_EXERCISE PROMPT_
Output must match the data below exactly from its first line through the line that contains "If some distros", with no other line.

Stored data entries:
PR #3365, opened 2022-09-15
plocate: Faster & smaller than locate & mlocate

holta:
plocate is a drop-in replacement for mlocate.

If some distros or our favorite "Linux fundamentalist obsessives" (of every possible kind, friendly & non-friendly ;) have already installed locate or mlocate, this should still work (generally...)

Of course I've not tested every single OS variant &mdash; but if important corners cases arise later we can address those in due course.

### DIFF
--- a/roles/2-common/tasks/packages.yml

_REPLY TO THE TASK_
PR #3365, opened 2022-09-15
plocate: Faster & smaller than locate & mlocate

holta:
plocate is a drop-in replacement for mlocate.

If some distros or our favorite "Linux fundamentalist obsessives" (of every possible kind, friendly & non-friendly ;) have already installed locate or mlocate, this should still work (generally...)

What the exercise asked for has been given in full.